Per quanto riguarda nello specifico la crescita del PIL del quadriennio medio-termine (QMT), essa si mantiene prevalentemente entro i limiti stabiliti dal panel, fatta eccezione per un leggero superamento dello 0,1% nel 2027. Le stime per il 2025 risultano allineate con quelle dell’UPB e del panel, mentre le differenze per gli anni successivi riflettono le incertezze legate all’accumulazione di capitale e all’instabilità del contesto internazionale. Sul periodo 2025-2028, la crescita cumulata del PIL pari al 2,7% si pone ai margini superiori delle valutazioni del panel. Anche la variazione nominale del PIL si mantiene su livelli accettabili e si colloca generalmente nella parte alta dell’intervallo previsto, eccezion fatta per l’anno in corso. L’aumento cumulato del PIL nominale tra il 2025 e il 2028 raggiunge l’11,0%, risultato sostanzialmente coerente con l’intervallo stimato dal panel, seppur leggermente più elevato. Questi dati sono soggetti a molteplici rischi, che nel breve termine si bilanciano ma che nel medio periodo tendono a manifestarsi in maniera più negativa, soprattutto a causa dei conflitti internazionali e della dinamica degli investimenti.

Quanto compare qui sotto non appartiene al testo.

PR #96, opened 2018-11-28
Cli toggle mtls2

mitchdraft:
cherry picked https://github.com/solo-io/supergloo/pull/80
also addressed comments and replaced strings with constants

### DIFF
--- a/cli/pkg/cmd/install/common.go
+++ b/cli/pkg/cmd/install/common.go
@@ -15,7 +15,7 @@ import (
 func installationSummaryMessage(opts *options.Options) {
 	fmt.Printf("Installing %v in namespace %v.\n", opts.Install.MeshType, opts.Install.Namespace)
 	if opts.Install.Mtls {
-		fmt.Printf("MTLS active.\n")
+		fmt.Printf("mTLS active.\n")
 	}
 	return
 }
@@ -56,10 +56,10 @@ func qualifyFlags(opts *options.Options) error {
 		}
 		//if iop.Mtls {
 		//	if iop.SecretRef.Name == "" {
-		//		return fmt.Errorf("please specify a secret name to use MTLS")
+		//		return fmt.Errorf("please specify a secret name to use mTLS")
 		//	}
 		//	if iop.SecretRef.Namespace == "" {
-		//		return fmt.Errorf("please specify a secret namespace to use MTLS")
+		//		return fmt.Errorf("please specify a secret namespace to use mTLS")
 		//	}
 		//}
 		return nil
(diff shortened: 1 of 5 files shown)


mitchdraft:
this now allows you to use the default secret during install w/ mTLS
fyi @rickducott there's a bit of extra diffing since I replaced a local definition of ResourceRef with the real one

cli/pkg/cmd/install/common.go
```diff
@@ -28,7 +29,8 @@ func getNewInstallName(opts *options.Options) string {
 
 func getMetadataFromOpts(opts *options.Options) core.Metadata {
 	return core.Metadata{
-		Name:      getNewInstallName(opts),
+		Name: getNewInstallName(opts),
```
rickducott: nit: The spacing here suggests the code should be formatted, which I have warnings about as a pre-commit hook. You could set this up by running `make init`

cli/pkg/cmd/meshtoolbox/mtls/root.go
```diff
@@ -0,0 +1,221 @@
...
+	superglooV1 "github.com/solo-io/supergloo/pkg/api/v1"
+	"github.com/spf13/cobra"
+)
+
+// we have not yet implemented mtls updates
+// if you are working on mTLS updates, set DEV_MTLS to true
+// when you implement mTLS updates, remove the placeholder
+// comment: consider passing this setting as a dev flag
+// pros: easier to configure
+// cons: may confuse users when shown in help msg, might not add a lot of value
```
rickducott: my 2c, I like this as is. It's very easy to dev on the CLI by flipping this flag and running `make install`, agree with cons

cli/pkg/cmd/meshtoolbox/mtls/root.go
```diff
@@ -0,0 +1,221 @@
...
+		} else {
+			mesh.Encryption.TlsEnabled = !mesh.Encryption.TlsEnabled
+
+		}
+	default:
+		panic(fmt.Errorf("Operation %v not recognized", operation))
+	}
+
+	// 4. write the changes
+	writtenMesh, err := (*meshClient).Write(mesh, clients.WriteOpts{OverwriteExisting: true})
```
rickducott: Some work to be figured out on the backend whether this is updated in the mesh or install crd. I think it's right to update the mesh crd, but changing this from false to true could require a helm redeploy, which only really is invoked during the install syncer currently. i think we leave as-is until this is sorted out in the backend

mitchdraft:
I just threw in two small tweaks, that should be all for now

I fattori di rischio principali si distribuiscono su quattro ambiti fondamentali: il protezionismo, le guerre e i programmi di riarmo, elementi di elevata incertezza che influenzano l’economia rendendo difficoltosa la quantificazione d’impatto; la dinamica degli investimenti nel settore delle costruzioni, con potenziali colli di bottiglia derivanti dalla concentrazione degli interventi finanziati dal programma NGEU e da un’incerta ripresa degli investimenti residenziali; la volatilità dei mercati finanziari, aggravata da un contesto internazionale fragile e instabile, che potrebbe provocare reazioni negative immediate con ricadute economiche rilevanti su un’Italia caratterizzata da un significativo debito pubblico; infine, il rischio climatico e ambientale, che con la maggiore frequenza di eventi meteorologici estremi rappresenta un fattore strutturale di fragilità, richiedendo risorse importanti per la prevenzione e la gestione delle emergenze e influenzando prezzi e capacità produttiva.

L’UPB proseguirà ora nella valutazione del quadro macroeconomico programmatico del DPFP, includendo gli effetti dovuti all’aggiustamento di bilancio previsto, al fine di fornire una visione completa e aggiornata dell’andamento economico e finanziario del paese nei prossimi anni.